Phantom whipped out a phone and Maddie faltered her approach from the bushes.
"Hi, Sam. Hmm. Yeah, it went well. Not as bad as I thought. Nah, no Val yet. Yep, I'm going to go circle around the school before checking out the mall then I'll turn back to scope out the park and Nasty Burger. Depending on how it goes I'll call it a night," Phantom said, curling his knees to his chest and rocking back.
Sam? As in Sam Manson? Why would Phantom be calling Danny's friend…, Maddie wondered as her mouth scowled downward.
Phantom responded to the other end with hums and mono-syllable answers. Before letting out a groan.
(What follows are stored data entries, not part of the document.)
PR #5938, opened 2026-04-02
Refactor migration.

### LINKED ISSUE #5934: Separate RepositoryObject migration from Cocina migration
Currently, the MigrationRunner handles both RepositoryObject migration (updates multiple versions, does not involve versioning, persisted by saving RepositoryObject) and Cocina migration (updates head version, involves versioning, persisted by UpdateObjectService.update). This has made the logic murky, especially around updating multiple versions.

For this ticket, Cocina migration should be separated from RepositoryObject migration.

Notes for Cocina migration:
* migrate? is required because will determine whether versioning actions should be performed.

Notes for RepositoryObject migration:
* Migrator.must_be_valid_after_migrate = indicates if every version that is currently_valid must be valid after migrate
* For a RepositoryObject, for each repository_object_version:
  1. Skip if no cocina
  2. Determine if the repository_object_version is currently valid.
  3. Invoke migrator.migrate(repository_object_version:, is_head_version:, is_last_closed_version:, is_opened_version:, currently_valid:)
  4. If last closed version or opened version or (currently valid and must be valid after migrate) fail if not valid. Make sure to report which version.
  5. Save RepositoryObject in transaction.

justinlittman:
closes #5934

Existing migration is muddled about how to persist, especially when multiple versions are migrated.

Unit, QA


app/services/migrators/base.rb
```diff
@@ -19,62 +19,75 @@ module Migrators
   #   version_description - description for the version
   # See app/services/migrators/exemplar.rb for an example.
   class Base
-    # Return an array of druids to be migrated, or nil if all druids should be migrated.
-    def self.druids
```
justinlittman: Druids can no longer be specified in the migrator; they are provided when invoking the CLI.

app/services/migrators/base.rb
```diff
@@ -19,62 +19,75 @@ module Migrators
...
-    # association, so that if the parent repository_object is saved by the migration runner framework (which
-    # invokes this #migrate method), the updated version(s) touched by the migrator will also be saved; but the
-    # #migrate method SHOULD NOT explicitly save any ActiveRecord objects, so that dry run and validation behavior
-    # can be coordinated by the migration runner.
-    # @see Migrators::Exemplar#head_rov
-    # @todo A future enhancement could be to have the constructor take an optional mode, so that future migrator classes
-    # can look at the mode flag and explicitly save as needed, to remove the current autosave requirement.
-    def migrate
+    # @return [String] the migration strategy to use for this migrator. See STRATEGIES for valid strategies.
+    def self.migration_strategy
```
aaron-collier: Not a blocker, but I wonder if we should validate `migration_strategy` against `STRATEGIES` in case a migrator is added with in invalid strategy. I may also just be missing it in the larger diff if this works (perhaps through a raise).

aaron-collier (approved):
Approved with a couple of minor questions for here or possible follow up.

PR #5950, opened 2026-04-10
Adds ability to load a cocina object without validation. Skip validation when indexing.

justinlittman:
Validation is very slow, especially for some objects. In some read-only contexts, validation can be skipped for increased performance.

Unit


jcoyne (approved):
👍 Very good idea. I was wondering if we should make validation opt-in, rather than opt out since it's so expensive.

"I don't wanna talk about the Blood Blossoms, it's only been a few days and those flowers are a major pain in my ass." Phantom said with annoyance. A pause. A snort. "You don't have to chew out my mom. Jazz and I will find a way to get rid of them. It'll work out again."
Maddie's head began to spin. There was no way… no way in Hell… she needed to get home and fast. She needed to see… just…
Maddie turned tail and tried to keep her breathing even.
Maddie peered through over the window sill, making an effort to stay crouched. She spotted Phantom (Danny?) land a healthy distance away from the lawn and Phantom disappeared in a white ring to reveal her son. Despite already knowing this Maddie still felt her chest seize.
Danny started walking towards the door and Maddie quickly ducked behind the lab door.
Danny's footsteps patted up the stairs and Maddie soon followed.
Maddie passed out as soon as she crawled into bed.
"Jack, I need you to listen to me."
Jack looked up from his ecto-gun and beamed at Maddie despite the tension in her shoulders.
"It sounds crazy but Danny is… Phantom. The Blood Blossoms are hurting him… we're hurting him," Maddie said, her voice raised a pitch and started quivering at the end.
Jack leapt up and gave her a tight hug.
"Whaddya mean? Danny's a spook? It doesn't make any sense."
"I know, I know!! But I saw him! I saw him go from Phantom to Danny and he was talking to Sam and Jazz knows! She knows! I heard them talking about the Blood Blossoms hurting him."
Maddie tried to reel in her outburst and Jack rubbed circles into the small of her back as he tried to wrap his head around the revelation.
"Shhh, it's okay, it's okay, Mads. We'll fix it. Just like we always do," Jack promised her.
"So, what happened to the Blood Blossoms outside," Danny asked cautiously as he returned from his study session with Sam and Tucker.
Maddie smiled up from the soup she was making.
"Your Dad and I decided that they were unnecessary so we got rid of them."
"Oh." Danny drew his eyebrows down in confusion.
Jazz looked up from her book and glanced between the two. She let out a slightly frustrated groan and slapped a hand to her forehead.
Maddie wondered what that was about before returning to the soup.